-- Given records follows --

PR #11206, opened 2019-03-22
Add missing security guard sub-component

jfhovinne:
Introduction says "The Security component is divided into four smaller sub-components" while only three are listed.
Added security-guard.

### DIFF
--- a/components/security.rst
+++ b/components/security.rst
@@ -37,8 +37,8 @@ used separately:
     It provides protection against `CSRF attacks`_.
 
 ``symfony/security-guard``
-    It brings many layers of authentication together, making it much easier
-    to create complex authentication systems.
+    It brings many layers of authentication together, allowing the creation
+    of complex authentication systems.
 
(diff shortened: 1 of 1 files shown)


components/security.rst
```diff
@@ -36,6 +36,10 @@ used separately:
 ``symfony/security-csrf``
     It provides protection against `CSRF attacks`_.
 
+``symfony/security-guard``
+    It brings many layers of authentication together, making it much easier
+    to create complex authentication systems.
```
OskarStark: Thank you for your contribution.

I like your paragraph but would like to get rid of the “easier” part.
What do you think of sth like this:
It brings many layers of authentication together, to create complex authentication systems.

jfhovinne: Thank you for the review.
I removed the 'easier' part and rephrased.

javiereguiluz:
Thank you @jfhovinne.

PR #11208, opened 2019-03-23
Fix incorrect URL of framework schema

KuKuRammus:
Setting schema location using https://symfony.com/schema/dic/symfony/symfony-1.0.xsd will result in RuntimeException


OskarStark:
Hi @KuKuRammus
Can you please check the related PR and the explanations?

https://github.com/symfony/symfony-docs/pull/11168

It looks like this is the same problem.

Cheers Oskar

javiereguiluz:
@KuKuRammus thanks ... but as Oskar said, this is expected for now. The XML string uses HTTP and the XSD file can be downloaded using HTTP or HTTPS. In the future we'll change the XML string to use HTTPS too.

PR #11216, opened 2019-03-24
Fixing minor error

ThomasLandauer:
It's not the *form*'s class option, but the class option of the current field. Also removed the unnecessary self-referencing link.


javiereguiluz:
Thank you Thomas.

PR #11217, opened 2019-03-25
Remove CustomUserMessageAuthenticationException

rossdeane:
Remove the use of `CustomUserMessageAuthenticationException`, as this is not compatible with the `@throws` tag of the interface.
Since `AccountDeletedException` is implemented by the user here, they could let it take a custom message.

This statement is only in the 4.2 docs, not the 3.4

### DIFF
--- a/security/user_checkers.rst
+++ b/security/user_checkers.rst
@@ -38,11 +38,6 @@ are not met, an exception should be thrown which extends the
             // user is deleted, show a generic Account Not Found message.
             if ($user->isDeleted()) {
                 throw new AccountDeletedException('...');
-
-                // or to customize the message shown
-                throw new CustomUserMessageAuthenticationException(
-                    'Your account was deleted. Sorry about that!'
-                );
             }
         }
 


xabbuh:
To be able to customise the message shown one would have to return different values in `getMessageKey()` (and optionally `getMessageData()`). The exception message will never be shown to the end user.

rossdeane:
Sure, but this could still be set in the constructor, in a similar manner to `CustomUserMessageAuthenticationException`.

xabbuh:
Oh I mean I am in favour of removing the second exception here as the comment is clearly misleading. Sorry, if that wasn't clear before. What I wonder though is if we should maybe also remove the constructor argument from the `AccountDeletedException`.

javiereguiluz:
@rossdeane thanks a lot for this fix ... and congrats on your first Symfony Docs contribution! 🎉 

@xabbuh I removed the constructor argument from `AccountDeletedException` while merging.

-- Given records concluded --

**Task item:**
Where the listing above reaches the line that contains "PR #11208, opened 2019-03-23", start retyping, and finish with the line that contains "Can you please"; reproduce those lines exactly and no others.

**Exercise output:**
PR #11208, opened 2019-03-23
Fix incorrect URL of framework schema

KuKuRammus:
Setting schema location using https://symfony.com/schema/dic/symfony/symfony-1.0.xsd will result in RuntimeException


OskarStark:
Hi @KuKuRammus
Can you please check the related PR and the explanations?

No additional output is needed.